Significa que não há ocorrências que provoquem grande alteração no dia a dia da população. Neste estágio, podem ocorrer, por exemplo, pequenos acidentes, enguiços de veículos, queda de árvores sem ou com pouco impacto para a fluidez no trânsito, além de acúmulos de água na via que não geram riscos ou interfiram de forma importante na circulação do tráfego.

Representa que um ou mais incidentes estão impactando no mínimo uma região da cidade, podendo causar reflexos relevantes no trânsito ou comprometer o deslocamento da população. O acúmulo de água em vias importantes ou bolsões em ruas e avenidas podem, por exemplo, levar a cidade a entrar neste estágio operacional.

Indica que, pelo menos, uma grave ocorrência ou um evento inesperado de grande porte está causando algum tipo de transtorno em uma ou mais regiões da cidade. Ou ainda um temporal que eleve o índice pluviométrico e o risco de deslizamento nas encostas. Nestes casos, equipes emergenciais da prefeitura já estão atuando para minimizar os impactos e possíveis riscos que a população (ou parte dela) esteja correndo.

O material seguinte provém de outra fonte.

PR #2808, opened 2023-02-08
fix missing organiser email

### LINKED ISSUE #2802: Invited from queue email missing some stuff
### Describe the bug
image

### How to reproduce
1. Be in queue
2. Get invited (by people deregistering)

Pokemaster69:
Closes #2802

### Summary
Remove the no longer existing organiser_name and organiser_mail from the email template
create list of organiser emails and email lists filtering out organisers without an email-address
Add variable with comma seperate list for email template

### How to test
Create an event (with 1 open registration)
register 1 user and put another user in the queue
deregister original user
observer the email in terminal and see it no longer says "you can reach   at  .

### DIFF
--- a/website/events/emails.py
+++ b/website/events/emails.py
@@ -25,13 +25,19 @@ def notify_first_waiting(event):
         subject = _("[THALIA] Notification about your registration for '{}'").format(
             event.title
         )
+
+        organiser_emails = [
+            organiser.contact_address
+            for organiser in event.organisers.all()
+            if organiser.contact_address is not None
+        ]
         text_message = text_template.render(
             {
                 "event": event,
                 "registration": first_waiting,
                 "name": first_waiting.name or first_waiting.member.first_name,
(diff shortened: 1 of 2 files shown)


website/events/emails.py
```diff
@@ -25,12 +25,19 @@ def notify_first_waiting(event):
         subject = _("[THALIA] Notification about your registration for '{}'").format(
             event.title
         )
+
```
JobDoesburg, line 28: You probably want to `", ".join()` this list, otherwise it will actually be formatted as a python list

JobDoesburg (changes requested):
see comment

ColonelPhantom:
There's also an automatic email for when the limit is increased in `more_places_email.txt` (`def notify_waiting():`).

I think that email has the same wrong/outdated code, so you should add the same changes there.

JobDoesburg (approved):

Conheça o Centro de Operações da Prefeitura do Rio

O Centro de Operações Rio (COR) é o primeiro equipamento olímpico entregue pela Prefeitura do Rio. Inaugurado em dezembro de 2010, seis anos antes dos Jogos Rio 2016, o prédio funciona como quartel-general de integração das operações urbanas no município. Cerca de 30 órgãos (secretarias municipais e concessionárias de serviços públicos) estão integrados no edifício para monitorar a operação da cidade e minimizar seus impactos na rotina do cidadão ou durante a realização de grandes eventos. Durante 24 horas por dia, nos sete dias da semana, o COR busca antecipar soluções, alertando os setores responsáveis sobre os riscos e as medidas urgentes que devem ser tomadas em casos de emergências, como chuvas fortes, deslizamentos e acidentes de trânsito. Mais de 500 profissionais se revezam em três turnos neste monitoramento da cidade.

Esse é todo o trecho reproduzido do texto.